On a choice of the Bondi radial coordinate and news function for the axisymmetric two-body problem

TL;DR

This paper proposes a coordinate choice in the Bondi formulation for the axisymmetric two-body problem that incorporates physical parameters from the start, leading to a new expression for radiated energy that aligns with recent non-linear results.

Contribution

It introduces a coordinate condition linked to the Newtonian potential, integrating source parameters into the asymptotic solution and providing a new interpretation of the Bondi news function.

Findings

Derived an asymptotic solution incorporating source parameters.

Proposed a new expression for radiated energy consistent with non-linear calculations.

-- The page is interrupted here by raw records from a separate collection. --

PR #574, opened 2020-11-03
Add metrics for trade tracking.

debnil:
This PR adds metrics to track trades. Thus far, it adds a handler interface and implementation. The metrics will be actually added after #508 is merged, because the architecture around adding individual metrics changes.

### DIFF
--- a/api/exchange.go
+++ b/api/exchange.go
@@ -237,6 +237,18 @@ type ExchangeShim interface {
 	FillTrackable
 }
 
+// TradeMetricsHandler is invoked by the MetricsTracker to process new trades
+type TradeMetricsHandler interface {
+	HandleTrade(trade model.Trade) error
+	Read(trades []model.Trade)
+	Reset()
+}
+
+// MetricsTracker knows how to track metrics, including trades
+type MetricsTracker interface {
+	RegisterHandler(handler TradeMetricsHandler)
+}
+
 // ConvertOperation2TM is a temporary adapter to support transitioning from the old Go SDK to the new SDK without having to bump the major version
 func ConvertOperation2TM(ops []txnbuild.Operation) []build.TransactionMutator {
 	muts := []build.TransactionMutator{}
--- a/api/exchange.go
+++ b/api/exchange.go
@@ -239,9 +239,10 @@ type ExchangeShim interface {
 
 // TradeMetricsHandler is invoked by the MetricsTracker to process new trades
 type TradeMetricsHandler interface {
-	HandleTrade(trade model.Trade) error
 	Read(trades []model.Trade)
 	Reset()
+	TotalBaseVolume() float64
+	NumTrades() int
 }
 
 // MetricsTracker knows how to track metrics, including trades
--- a/cmd/trade.go
+++ b/cmd/trade.go
@@ -609,6 +609,9 @@ func runTradeCmd(options inputs) {
 		logger.Fatal(l, fmt.Errorf("could not generate metrics tracker: %s", e))
 	}
 
+	tradeMetricsHandler := plugins.MakeTradeMetricsHandler()
+	metricsTracker.RegisterHandler(tradeMetricsHandler)
+
 	e = metricsTracker.SendStartupEvent()
 	if e != nil {
 		logger.Fatal(l, fmt.Errorf("could not send startup event metric: %s", e))
--- a/plugins/tradeMetricsHandler.go
+++ b/plugins/tradeMetricsHandler.go
@@ -22,7 +22,7 @@ func (h *TradeMetricsHandler) Reset() {
 }
 
 // Read stores new trades internally.
-func (h *TradeMetricsHandler) Read(newTrades []model.Trade) error {
+func (h *TradeMetricsHandler) Read(newTrades []model.Trade) {
 	for _, nt := range newTrades {
 		h.trades = append(h.trades, nt)
 	}
--- a/plugins/tradeMetricsHandler.go
+++ b/plugins/tradeMetricsHandler.go
@@ -28,14 +28,15 @@ func (h *TradeMetricsHandler) Read(newTrades []model.Trade) {
 	}
 }
 
-// Get returns the number of trades.
-func (h *TradeMetricsHandler) Get() int {
+// NumTrades returns the number of trades.
+func (h *TradeMetricsHandler) NumTrades() int {
 	return len(h.trades)
 }
 
-// HandleTrade impl
-func (h *TradeMetricsHandler) HandleTrade(trade model.Trade) error {
-	// TODO: Add more if needed.
-	h.trades = append(h.trades, trade)
-	return nil
+// TotalBaseVolume returns the total base volume.
+func (h *TradeMetricsHandler) TotalBaseVolume() (total float64) {
+	for _, t := range h.trades {
+		total += t.Volume.AsFloat()
+	}
+	return
 }
--- a/plugins/tradeMetricsHandler.go
+++ b/plugins/tradeMetricsHandler.go
@@ -1,18 +1,41 @@
-package metrics
+package plugins
 
-// TODO DS Rework handler to accumulate trades, not just count.
-type tradeMetricsHandler struct {
-	numTrades int
+import (
+	"github.com/stellar/kelp/model"
+)
+
+// TradeMetricsHandler tracks the number of trades
+type TradeMetricsHandler struct {
+	trades []model.Trade
 }
 
-func (h *tradeMetricsHandler) Reset() {
-	h.numTrades = 0
+// MakeTradeMetricsHandler is a factory method for the TradeMetricsHandler
+func MakeTradeMetricsHandler() *TradeMetricsHandler {
+	return &TradeMetricsHandler{
+		trades: []model.Trade{},
+	}
 }
 
-func (h *tradeMetricsHandler) Add(numNewTrades int) {
-	h.numTrades += numNewTrades
+// Reset sets the handler's trade counter to zero.
+func (h *TradeMetricsHandler) Reset() {
+	h.trades = []model.Trade{}
 }
 
-func (h *tradeMetricsHandler) Get() int {
-	return h.numTrades
+// Read stores new trades internally.
+func (h *TradeMetricsHandler) Read(newTrades []model.Trade) error {
+	for _, nt := range newTrades {
+		h.trades = append(h.trades, nt)
+	}
+}
+
+// Get returns the number of trades.
+func (h *TradeMetricsHandler) Get() int {
+	return len(h.trades)
+}
+
+// HandleTrade impl
+func (h *TradeMetricsHandler) HandleTrade(trade model.Trade) error {
+	// TODO: Add more if needed.
+	h.trades = append(h.trades, trade)
+	return nil
 }
--- a/plugins/tradeMetricsHandler.go
+++ b/plugins/tradeMetricsHandler.go
@@ -1,0 +1,18 @@
+package metrics
+
+// TODO DS Rework handler to accumulate trades, not just count.
+type tradeMetricsHandler struct {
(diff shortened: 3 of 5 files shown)


debnil:
@nikhilsaraf WIP PR for trade metrics. The actual metrics are not added, since we change how metrics are added in the existing PRs, but all the functions to generate those metrics already exist - they just need to be called. Let me know if this handler architecture is what you had in mind when you suggested `fillHandler` and `fillTracker` as references.

api/exchange.go
```diff
@@ -237,6 +237,19 @@ type ExchangeShim interface {
 	FillTrackable
 }
 
+// TradeMetricsHandler is invoked by the MetricsTracker to process new trades
+type TradeMetricsHandler interface {
```
nikhilsaraf, line 241: not sure I understand why this is an interface. I think this should just be a concrete struct implementing `api.FillHandler`

api/exchange.go
```diff
@@ -237,6 +237,19 @@ type ExchangeShim interface {
...
+	Read(trades []model.Trade)
+	Reset()
+	TotalBaseVolume() float64
+	NumTrades() int
+}
+
+// MetricsTracker knows how to track metrics, including trades
+type MetricsTracker interface {
```
nikhilsaraf, line 249: I don't think this should be it's own interface either. we take care of handler registrations automatically in `makeFillTracker()` by calling `fillTracker.RegisterHandler(fillLogger)` -- where fillLogger can be our single instance of `tradeMetricsHandler`.

cmd/trade.go
```diff
@@ -609,6 +609,9 @@ func runTradeCmd(options inputs) {
 		logger.Fatal(l, fmt.Errorf("could not generate metrics tracker: %s", e))
 	}
 
+	tradeMetricsHandler := plugins.MakeTradeMetricsHandler()
+	metricsTracker.RegisterHandler(tradeMetricsHandler)
```
nikhilsaraf, line 613: the registration should happen closer to where the other handlers are registered in `makeFillTracker`

plugins/tradeMetricsHandler.go
```diff
@@ -0,0 +1,42 @@
...
+	"github.com/stellar/kelp/model"
+)
+
+// TradeMetricsHandler tracks the number of trades
+type TradeMetricsHandler struct {
+	trades []model.Trade
+}
+
+// MakeTradeMetricsHandler is a factory method for the TradeMetricsHandler
+func MakeTradeMetricsHandler() *TradeMetricsHandler {
```
nikhilsaraf, line 13: 👍

plugins/tradeMetricsHandler.go
```diff
@@ -0,0 +1,42 @@
...
+	}
+}
+
+// Reset sets the handler's trade counter to zero.
+func (h *TradeMetricsHandler) Reset() {
+	h.trades = []model.Trade{}
+}
+
+// Read stores new trades internally.
+func (h *TradeMetricsHandler) Read(newTrades []model.Trade) {
```
nikhilsaraf, line 25: Instead of calling this function `Read` we should call it `HandleFill` so it can implement `api.FillHandler`
also it should take in a single `model.Trade` and not an array

plugins/tradeMetricsHandler.go
```diff
@@ -0,0 +1,42 @@
...
+	for _, nt := range newTrades {
+		h.trades = append(h.trades, nt)
+	}
+}
+
+// NumTrades returns the number of trades.
+func (h *TradeMetricsHandler) NumTrades() int {
```
nikhilsaraf, line 32: 👍

plugins/tradeMetricsHandler.go
```diff
@@ -0,0 +1,42 @@
...
+	return len(h.trades)
+}
+
+// TotalBaseVolume returns the total base volume.
+func (h *TradeMetricsHandler) TotalBaseVolume() (total float64) {
```
nikhilsaraf, line 37: 👍

nikhilsaraf: we should add additional metrics here -- maybe can return a map instead of individual metrics and call the function `ComputeMetrics` or something similar to indicate that we are (a) running calculations and (b) we will return the metrics result that we wanted to collect from this handler.

(Note: base units is `model.Trade.Amount` and quote units is `model.Trade.Amount * model.Trade.Price`)
- totalBaseVolume (buy and sell action are both +ve) -- buying $100 and selling $100 should equal $200
- totalQuoteVolume (buy and sell action are both +ve)
- netBaseVolume (buy action is +ve, sell is -ve) -- buying $100 and selling $100 should equal $0
- netQuoteVolume (buy action is -ve, sell action is +ve)
- numTrades
- avgTradeSizeBase (totalBaseVolume/numTrades)
- avgTradeSizeQuote (totalQuoteVolume/numTrades)
- avgTradePrice (simple average of the trade price)
- [vwap](https://en.wikipedia.org/wiki/Volume-weighted_average_price) (volume-weighted average of the trade price) -- I think this simplifies to `totalQuoteVolume/totalBaseVolume` but you'll have to confirm

anything else you can think of that would be important to capture for trades?

support/metrics/metricsTracker.go
```diff
@@ -31,6 +33,9 @@ type MetricsTracker struct {
 	botStartTime        time.Time
 	isDisabled          bool
 	updateEventSentTime *time.Time
+
+	// uninitialized
+	handlers []api.TradeMetricsHandler
```
nikhilsaraf, line 38: this should take in a single pre-initialized pointer to an instance of `tradeMetricsHandler`

support/metrics/metricsTracker.go
```diff
@@ -81,6 +86,8 @@ type commonProps struct {
 	OperationalBufferNonNativePct    float64 `json:"operational_buffer_non_native_pct"`
 	SimMode                          bool    `json:"sim_mode"`
 	FixedIterations                  uint64  `json:"fixed_iterations"`
+	NumTradesSinceLastUpdate         int     `json:"num_trades_since_last_update"`
```
nikhilsaraf, line 89: we don't need to explicitly specify these fields for now --we can just merge the map we get from the `tradeMetricsHandler`

support/metrics/metricsTracker.go
```diff
@@ -304,3 +311,41 @@ func (mt *MetricsTracker) sendEvent(eventType string, eventProps interface{}) er
 	}
 	return nil
 }
+
+// RegisterHandler adds an internal handler.
+func (mt *MetricsTracker) RegisterHandler(handler api.TradeMetricsHandler) {
```
nikhilsaraf, line 316: we don't need any of these functions here.

instead inside sendUpdate we can call `ComputeMetrics` on the `tradeMetricsHandler` instance that we hold and merge that output with the update map that we are sending to `sendEvent` -- that's it!

plugins/tradeMetricsHandler.go
nikhilsaraf: PS: we will need to combine this with `Reset()` and make sure that we create a copy of the trades structure and then reset it, and then run our computations. This will ensure that there is a very small window in which we lose trades. We should also add a TODO NS at that point so we add proper locking around the `trades` field on the metrics handler, since we will face contention for it when writing from the `HandleFills` function which will be called from a separate thread.

nikhilsaraf (commented):
added comments to help with the general direction of this PR, thanks for the draft!

cmd/trade.go
debnil: If we're pre-initializing the handler (as per the suggestion [here](https://github.com/stellar/kelp/pull/574#discussion_r518378523)), then I don't think we need the registration at all.

plugins/tradeMetricsHandler.go
debnil: I think this is everything (including that VWAP formula) -- super helpful, thank you!! I've made these changes.

debnil:
@nikhilsaraf: awesome! I've done the bulk of this review, thanks so much. The only part that's left is the merging trade metrics with map. This only makes sense to do once the GUI metrics tracker is added in, since that changes the architecture of event updates.

plugins/tradeMetricsHandler.go
```diff
@@ -16,27 +16,19 @@ func MakeTradeMetricsHandler() *TradeMetricsHandler {
...
 
-// TotalBaseVolume returns the total base volume.
-func (h *TradeMetricsHandler) TotalBaseVolume() (total float64) {
-	for _, t := range h.trades {
-		total += t.Volume.AsFloat()
-	}
-	return
+// HandleFill handles a new trade
+// Implements FillHandler interface
+func (h *TradeMetricsHandler) HandleFill(trade model.Trade) error {
```
nikhilsaraf, line 31: we need to test this tradeMetricsHandler. For now let's have one simple test case, where we add 3 trades:
- buy XLM/USDT
- buy XLM/USDT
- sell XLM/USDT

then we assert that the computed values on the struct returned from `ComputeTradeMetrics` is correct.

this `TestComputeTradeMetrics` would be very simple and would ensure our calculations are correct.

nikhilsaraf (commented):
this is the right direction. I've added some inline comments and we can merge once completed.

we also need to add logic that will "start the trade metrics handler" process by registering it with the fill tracker.

you can take this PR out of draft stage and we can merge after the next set of changes.

support/metrics/metricsTracker.go
```diff
@@ -205,6 +207,7 @@ func MakeMetricsTracker(
 		botStartTime:        botStartTime,
 		isDisabled:          isDisabled,
 		updateEventSentTime: nil,
+		handler:             plugins.MakeTradeMetricsHandler(),
```
nikhilsaraf, line 210: @debnil we wouldn't construct this here -- it would get constructed outside here and passed in. the calling code would reuse this instance of tradeMetricsHandler to register it on the fill tracker which is where the HandleFill function will get invoked. does that make sense?

support/metrics/metricsTracker.go
```diff
@@ -312,40 +308,52 @@ func (mt *MetricsTracker) sendEvent(eventType string, eventProps interface{}) er
...
 	}
-	return
-}
 
-func (mt *MetricsTracker) getTotalNumTrades() (total int) {
-	for _, h := range mt.handlers {
-		total += h.NumTrades()
+	avgTradeSizeBase := totalBaseVolume / numTrades
+	avgTradeSizeQuote := totalQuoteVolume / numTrades
+	avgTradePrice := totalPrice / numTrades
```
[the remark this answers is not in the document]
nikhilsaraf: when we move this to the `tradeMetricsHandler` struct, the function can take in the `SecondsSinceLastUpdate` to help with this new computation.

support/metrics/metricsTracker.go
```diff
@@ -8,8 +8,7 @@ import (
 	"runtime/debug"
 	"time"
 
-	"github.com/stellar/kelp/api"
-	"github.com/stellar/kelp/model"
+	"github.com/stellar/kelp/plugins"
```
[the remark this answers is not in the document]
debnil: This makes sense, but as mentioned, it's a large change. I will address the rest of the comments.

I'm not sure what "make this change later" means in this context. Should I address this within this PR, but after the other outstanding PRs using the `metricsTracker` are merged? Or should we merge this as-is, and fix in a follow-up PR?

debnil:
@nikhilsaraf : most of the requested changes are made, but there's now an import cycle. `plugins/tradeMetricsHandler` imports `models.Trade`, which imports `plugins` indirectly. I don't think there's a way around the handler importing `models.Trade`, since that's the base data structure for all of its operations. Curious what you think the best fix is.

nikhilsaraf (commented):
can you point out where `model.Trade` imports `plugins`?

if there is a import cycle then the code won't compile.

Obtained closed-form solutions matching the Schwarzschild metric with time.

Abstract

In the Bondi formulation of the axisymmetric vacuum Einstein equations, we argue that the ``surface area'' coordinate condition determining the ``radial'' coordinate can be considered as part of the initial data and should be chosen in a way that gives information about the physical problem whose solution is sought. For the two-body problem, we choose this coordinate by imposing a condition that allows it to be interpreted, near infinity, as the (inverse of the) Newtonian potential. In this way, two quantities that specify the problem -- the separation of the two particles and their mass ratio -- enter the equations from the very beginning. The asymptotic solution (near infinity) is obtained and a natural identification of the Bondi "news function" in terms of the source parameters is suggested, leading to an expression for the radiated energy that differs from the standard quadrupole formula but agrees with recent non-linear calculations. When the free function of time describing the separation of the two particles is chosen so as to make the new expression agree with the classical result, closed-form analytic expressions are obtained, the resulting metric approaching the Schwarzschild solution with time. As all physical quantities are defined with respect to the flat metric at infinity, the physical interpretation of this solution depends strongly on how these definitions are extended to the near-zone and, in particular, how the "time" function in the near-zone is related to Bondi's null coordinate.